On fait des détours puis on revient. J’avais un temps délaissé ce parfum. Non pas pour céder à la nouveauté, mais pour marquer une étape dans une vie en changements. Je l’ai retrouvé hier comme on retrouve une partie de soi. Plus que des souvenirs, un élément qui définit, qui conforte, donne un style. Un simple parfum ? Serais-je à ce point futile ?

C’est Karim qui l’avait choisi pour moi.

Je me demande encore pourquoi nous n’avons pas osé nous mettre en couple. J’en porte la responsabilité sûrement. Il venait du Maroc, il étudiait à Paris. Il était beau et raffiné et d’une douceur extrême, il avait la voix chantante et je me souviens qu’il était merveilleusement apaisant. Quelqu’un de bien.

Pour payer ses études, il travaillait à Paris dans une chaîne célèbre où l’on vend des parfums. Il me racontait les clientes, les histoires, les gens pénibles parfois.

Il s’était naturellement intéressé à ce que je portais comme parfum. Je ne sais plus ce que c’était. Il m’avait dit que c’était bien mais que ça ne me correspondait pas vraiment. Il me fallait autre chose, il allait chercher.

Alors, il avait trouvé ce parfum, encore récent à l’époque. Et j’appréciais ce parfum tout autant parce qu’effectivement il était agréable, il s’accordait à ma personnalité, mais aussi probablement parce qu’en le choisissant pour moi, avec une intuition juste, j’avais été touché que Karim me définisse ainsi. Il avait su ce qui allait me correspondre. Très belle intuition.

Alors j’en fis mon parfum.

C’était à la fin des années 90 ! Déjà ?

Japonais

C’était l’époque où je commençais à m’intéresser à la littérature japonaise. Le parfum conçu en France porte la griffe d’un styliste japonais mort aujourd’hui.

Plus que le flacon aux lignes épurées, j’aimais déjà et encore les fragrances de yuzu, citron, bergamote, verveine citronnée, mandarine, cyprès, calone – c’est une molécule de synthèse ça ! -, coriandre, sauge et estragon ; avec dit-on comme notes de cœur le lotus bleu, le muguet, la noix de muscade, le géranium bourbon, le safran, la cannelle de Ceylan et le réséda ; et comme notes de fond le vétiver de Tahiti, le musc, le cèdre, le bois de santal, l’ambre et le tabac… Ciel ! De quoi faire voyager.

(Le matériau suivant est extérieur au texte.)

PR #705, opened 2024-06-05
fix(search/delay): value over max signed int produces default to 1s

### LINKED ISSUE #704: TimeoutOverflowWarning when using invalid config values
### Have you checked for any existing open/closed tickets that are the same or similar to your issue?

### I have gone to the Discord server for support and/or acknowledge that this is a bug and not a support issue

- [X] I've tried to solve this already

### What's happening surrounding the bug? (context)

When setting delay to 3,000,000,000, then running `cross-seed search`, you get the error: `(node:23) TimeoutOverflowWarning: 3000000000 does not fit into a 32-bit signed integer.`

### Reproducing the bug

Set the delay in the config to `3_000_000_000`

### What should be happening?

This should fail at the config validation step (when launching the container). This seems to actually fail when the delay value is accessed, which happens once per search call.

Moreso, when this fails, the default value for delay is set to 1, which is an extremely dangerous value to use. If the value is overflowed, and you do _not_ wish to fail validation, then I would suggest setting the value to the max 32-bit integer value, and probably still printing a warning during the config validation step.

### Your setup

```markdown
- OS: Unraid
- Prowlarr: (not relevant)
- Docker
```

### config.js (REDACT SENSITIVE INFORMATION)

```
{
  ...
  delay: 3_000_000_000,
  ...
}
```

### verbose logs

```
info: Validating your configuration...
info: Your configuration is valid!
info: [search] Found 1384 torrents, 1040 suitable to search for matches
info: [1/1040] Searching for ---
info: [torznab] Searching 1 indexers for ---
(node:23) TimeoutOverflowWarning: 3000000000 does not fit into a 32-bit signed integer.
Timeout duration was set to 1.
(Use `node --trace-warnings ...` to show where the warning was created)
info: [2/1040] Searching for ---
info: [torznab] Searching 1 indexers for ---
(node:23) TimeoutOverflowWarning: 3000000000 does not fit into a 32-bit signed integer.
Timeout duration was set to 1.
info: [3/1040] Searching for ---
info: [torznab] Searching 1 indexers for ---
(node:23) TimeoutOverflowWarning: 3000000000 does not fit into a 32-bit signed integer.
Timeout duration was set to 1.
```

### Failure or refusal to provide the information we require to address bugs will result in potential closure of the issue.

- [X] I acknowledge that i have searched existing issues, read the documentation and faq, read the logs to see if the answer was provided in error messaging, and attempted to get support via the Discord prior to submitting this issue.

zakkarry:
when using a value over max signed int cross-seed will default back to 1s, producing searching behavior that essentially hammers your indexers rather than producing any semblance of a longer timeout

closes #704

### DIFF
--- a/src/cmd.ts
+++ b/src/cmd.ts
@@ -8,6 +8,7 @@ import {
 	Action,
 	LinkType,
 	MatchMode,
+	NEWLINE_INDENT,
 	PROGRAM_NAME,
 	PROGRAM_VERSION,
 } from "./constants.js";
@@ -73,7 +74,7 @@ export async function validateAndSetRuntimeConfig(options: RuntimeConfig) {
 			logger.error(
 				`${
 					path.length > 0 ? `Option: ${optionLine}` : "Configuration:"
-				}\n\t\t\t\t${message}\n\t\t\t\t(https://www.cross-seed.org/docs/basics/options${
+				}${NEWLINE_INDENT}${message}${NEWLINE_INDENT}(https://www.cross-seed.org/docs/basics/options${
 					urlPath ? `#${urlPath.toLowerCase()}` : ""
 				})\n`,
 			);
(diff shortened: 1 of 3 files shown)


mmgoodnow (approved):
Thoughts on something like 1 hour, with maybe a pointer to using searchCadence? That should prevent the kind of misunderstanding that happened here

mmgoodnow (approved):

PR #708, opened 2024-06-09
bug(indexers): skip indexers with null caps and refresh with indexer job

ShanaryS:
1. `getEnabledIndexers()` no longer returns indexers with null caps. Which is possible if an indexer was down every time `cross-seed` was restarted since migrating to v6.
2. Caps are refreshed before `search` and `webhook`, not just on startup. This prevents the change above from being a silent failure if users don't restart `cross-seed` for a long time. Also benefits in the normal case as indexer caps will always be in sync without needing a restart.

### DIFF
--- a/src/jobs.ts
+++ b/src/jobs.ts
@@ -4,6 +4,7 @@ import { main, scanRssFeeds } from "./pipeline.js";
 import { exitOnCrossSeedErrors } from "./errors.js";
 import { Label, logger } from "./logger.js";
 import { getRuntimeConfig } from "./runtimeConfig.js";
+import { updateCaps } from "./torznab.js";
 
 class Job {
 	name: string;
@@ -41,6 +42,7 @@ function getJobs(): Job[] {
 	if (torznab.length > 0) {
 		if (rssCadence) jobs.push(new Job("rss", rssCadence, scanRssFeeds));
 		if (searchCadence) jobs.push(new Job("search", searchCadence, main));
+		jobs.push(new Job("updateIndexerCaps", ms("1 day"), updateCaps));
 	}
 	return jobs;
 }
--- a/src/torznab.ts
+++ b/src/torznab.ts
@@ -498,9 +498,8 @@ function collateOutcomes<Correlator, SuccessReturnType>(
 	);
 }
 
-async function updateCaps(
-	indexers: { id: number; url: string; apikey: string }[],
-): Promise<void> {
+export async function updateCaps(): Promise<void> {
+	const indexers = await getAllIndexers();
 	const outcomes = await Promise.allSettled<Caps>(
 		indexers.map((indexer) => fetchCaps(indexer)),
 	);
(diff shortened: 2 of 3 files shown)


src/server.ts
```diff
@@ -108,6 +109,7 @@ async function search(
 		message: `Received search request: ${criteriaStr}`,
 	});
 
+	await refreshIndexerCaps();
```
mmgoodnow, line 112: this feels a bit heavy… let's keep an eye on it. Caps basically never change so I think we could probably get away with something like a weekly or even less frequent job to update caps

src/torznab.ts
```diff
@@ -522,6 +522,20 @@ async function updateCaps(
...
+			indexer.searchCap === null ||
+			indexer.tvSearchCap === null ||
+			indexer.movieSearchCap === null ||
+			indexer.tvIdCaps === null ||
+			indexer.movieIdCaps === null ||
+			indexer.categories === null,
+	);
+	updateCaps(indexersWithoutCaps); // Will display errors if any
+}
+
```
mmgoodnow, line 538: why do these separately?

mmgoodnow (approved):

src/server.ts
zakkarry: I was thinking the same thing, given they don't update or change.

src/torznab.ts
zakkarry: I'm curious if there is ever a situation where it wouldn't be an "all or nothing" - missing just one seems unlikely?

ShanaryS: `updateCaps(indexersWithoutCaps)` is what will fix the null caps once the indexer becomes available. This will log an error message for each indexer that can't be reached every time it's ran, which I feel is desirable.

`updateCaps(await getEnabledIndexers())` checks for the unlikely scenario that caps have been updated. No error message will ever come from this unless the indexer just failed.

If `getAllIndexers()` were to be used instead of splitting them up, any rate limited indexers would display the error, even if the caps aren't null. Which I feel is misleading.

src/server.ts
ShanaryS: Prowlarr checks daily for indexer updates. I think that would be a good rate if doing it by job.

zakkarry (approved):

src/server.ts
zakkarry: Agreed

src/jobs.ts
```diff
@@ -41,6 +42,7 @@ function getJobs(): Job[] {
 	if (torznab.length > 0) {
 		if (rssCadence) jobs.push(new Job("rss", rssCadence, scanRssFeeds));
 		if (searchCadence) jobs.push(new Job("search", searchCadence, main));
+		jobs.push(new Job("indexer", ms("1 day"), updateCaps));
```
mmgoodnow, line 45: can this job's name be more specific? updateIndexerCaps maybe?

zakkarry (approved):

mmgoodnow (approved):

Issue #711, opened 2024-06-10
Deluge API is temperamental resulting in incorrectly `skipping incomplete torrent` 


RogueOneEcho:
### Have you checked for any existing open/closed tickets that are the same or similar to your issue?

- [X] I've searched far and wide!

### I have gone to the Discord server for support and/or acknowledge that this is a bug and not a support issue

- [X] I've tried to solve this already

### What's happening surrounding the bug? (context)

When executing a search with cross-seed using **deluge** the logs are filled with warnings of `skipping incomplete torrent` despite these torrents being 100% downloaded and seeding.

This occurs for both `v5.9.2` and `v6.0.0-10`.

### Reproducing the bug

Following these steps to manually [inspect the deluge API response with CURL](https://deluge.readthedocs.io/en/latest/devguide/how-to/curl-jsonrpc.html)

```bash
curl -d '{"method": "web.update_ui", "params": [["state", "progress", "save_path", "label"], {"hash": "**TORRENT HASH**"}], "id": 1}' -K curl.cfg | jq '.result.torrents'
```

Shows the  API  will occasionally response with `state` and `progress` omitted.

```json
{
  "**TORRENT HASH**": {
    "save_path": "**PATH**",
    "label": "**LABEL**"
  }
}
```

Repeating the request will eventually respond:

```json
{
  "**TORRENT HASH**": {
    "save_path": "**PATH**",
    "label": "**LABEL**",
    "state": "Seeding",
    "progress": 100
  }
}
```

As these fields are absent this causes cross-seed to assume the torrent is incomplete.

https://github.com/cross-seed/cross-seed/blob/0ab8741a5fdbab23db8c743d6ba8a6152ae2c460/src/clients/Deluge.ts#L470-L471

### What should be happening?

I would suggest that if those fields are absent from the response then cross-seed could attempt to retry the API request a few times, if still no luck then it should report "unable to torrent status" or similar which would be more accurate than incorrectly warning `skipping incomplete torrent`

### Your setup

```markdown
- OS: Ubuntu 20.04 LTS
- Docker: Yes (ghcr.io/cross-seed/cross-seed:master)
- Deluge: v2.1.1 https://fleet.linuxserver.io/image?name=linuxserver/deluge
```

### config.js (REDACT SENSITIVE INFORMATION)

N/A

### verbose logs

No additional verbose logs other than repetitions of:

[...]

PR #715, opened 2024-06-11
update(client/deluge): broaden indicators determining completion in client

zakkarry:
this accepts paused torrents if either marked with progress 100% or no remaining download, as well as adds total_remaining to the acceptable completion indicators

this may not entirely solve #711 but may increase likelihood that it is not show-stopping


mmgoodnow (commented):
I'm suspicious that this fixes it, but it seems fine to try.

mmgoodnow (approved):

zakkarry:
> I'm suspicious that this fixes it, but it seems fine to try.

Yea, I'm not convinced it will, but it can't hurt. 

As I mentioned in #711 I'm currently testing a theory, but replicating the issue seems rather evasive.

PR #723, opened 2024-06-14
enhancement(clients/qbit): better handling of post-injection verification

ShanaryS:
With lots of torrents, qbit can sometimes be slow to respond. 3s should catch pretty much all cases but added a failsafe.

### DIFF
--- a/src/clients/QBittorrent.ts
+++ b/src/clients/QBittorrent.ts
@@ -7,6 +7,7 @@ import {
 } from "../constants.js";
 import { CrossSeedError } from "../errors.js";
 import { Label, logger } from "../logger.js";
+import ms from "ms";
 import { Metafile } from "../parseTorrent.js";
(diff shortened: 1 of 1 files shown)


zakkarry (dismissed):

mmgoodnow (commented):
I don't love the idea of an unconditional 3 second delay. If you look at rTorrent it uses an exponential backoff approach - what would you think of that? 

Also, what is the purpose of waiting and checking for the torrent - is it just to make sure?

ShanaryS:
> I don't love the idea of an unconditional 3 second delay. If you look at rTorrent it uses an exponential backoff approach - what would you think of that?

I'll switch that

> Also, what is the purpose of waiting and checking for the torrent - is it just to make sure?
Qbit is very weird when things are added, just to be safe. Previously at a 1s wait I've had a few that threw the error.

mmgoodnow (approved):

PR #724, opened 2024-06-14
enhancement(logging/search): track searchee source using labels to clarify injections

ShanaryS:


zakkarry (dismissed):

src/pipeline.ts
```diff
@@ -254,11 +259,9 @@ export async function checkNewCandidateMatch(
 		searchee,
 		candidate.tracker,
 	);
-	await sendResultsNotification(
-		searchee,
-		[[assessment, candidate.tracker, result]],
-		Label.REVERSE_LOOKUP,
-	);
+	sendResultsNotification(searchee, [
```
zakkarry, line 262: curious as to why `await` was removed here

ShanaryS: The function is not async.

zakkarry (dismissed):

PR #1116, opened 2019-11-04
Propagate signals in intermediate bash shells

lox:
If you execute multiple commands, e.g:

```yaml
steps:
  -label: "My commands" 
   commands:
     - ./process1
     - ./process2
```

then we join them together in a single bash shell as `/bin/bash -e -c './process1\b./process2`, which has the side effect of creating an intermediate shell in between the bootstrap process and your commands. By default, most shells won't automatically propagate signals to subprocesses, so when the job is cancelled the signal gets lost in this intermediate shell. 

This could be manually fixed by adding a trap as the first command:

```yaml
steps:
  -label: "My commands" 
   commands:
     - trap "kill -- \$\$" TERM QUIT INT
     - ./process1
     - ./process2
```

That ends up kind of noisy and for those not versed in shell voodoo, confusing. 

This PR automatically adds this into non-script commands.

### DIFF
--- a/bootstrap/bootstrap.go
+++ b/bootstrap/bootstrap.go
@@ -1444,10 +1444,12 @@ func (b *Bootstrap) defaultCommandPhase() error {
 			b.shell.Commentf("Detected deprecated docker environment variables")
 		}
 		return runDeprecatedDockerIntegration(b.shell, []string{cmdToExec})
-	} else if !commandIsScript {
+	}
 
-		// If we aren't running a script and we aren't running the command in our deprecated docker integration
-		// this adds a trap to ensure that an intermediate shell doesn't swallow signals from cancellation
+	// If we aren't running a script, try and detect if we are using a posix shell
+	// and if so add a trap so that the intermediate shell doesn't swallow signals
+	// from cancellation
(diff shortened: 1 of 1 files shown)


toolmantim:
Noice fix! 👌🏼

bootstrap/bootstrap.go
```diff
@@ -1463,6 +1470,22 @@ func (b *Bootstrap) defaultCommandPhase() error {
...
+// isPosixShell attempts to detect posix shells (e.g bash, sh, zsh )
+func isPosixShell(shell []string) bool {
+	bin := filepath.Base(shell[0])
+
+	if filepath.Base(shell[0]) == `env` {
+		bin = filepath.Base(shell[1])
+	}
+
+	switch bin {
+	case `bash`, `sh`, `zsh`, `ksh`:
```
matthewd: \+`dash` ?

lox:
Past @lox, just as an FYI, I find trap command in all build output really confusing. The incantation of `trap "kill -- \$\$" TERM QUIT INT` could probably be hidden in non-debug mode.

PR #1117, opened 2019-11-07
Remove vendor in favour of go modules

lox:
We introduced `go.mod` and `go.sum` a long while back, but have been sticking with committed `vendor/` whilst support for go modules progressed in Go. 

It's quite stable now, so I think we can rely on it.


yob:
I'm less across the golang ecosystem than you two, but this seems like a reasonable move to me.

I had a crack at updating the docker-compose environment so go does the modules thing automatically.

yob:
I rebased onto master to resolve a conflict and force pushed - the build is still green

Le parfum existe toujours. Karim l’avait choisi pour moi et je lui suis resté fidèle au point que nombre d’amis, de proches, d’amoureux ou de compagnons l’associaient clairement à ma personne.

Au point d’ailleurs que personne n’aurait songé à se l’attribuer ou même l’emprunter.

On n’est évidemment pas défini par un parfum, mais on peut être plus ou moins révélé, en cohérence avec… tout comme un style vestimentaire, un ton, une manière d’être s’accordent plus ou moins à votre personnalité.

Retrouvailles

Et revenir après quelques temps à ce parfum, m’a non seulement rappelé le passé, mais m’a permis de dire que « malgré le temps », trente ans après, il me va toujours bien, ça reste cohérent.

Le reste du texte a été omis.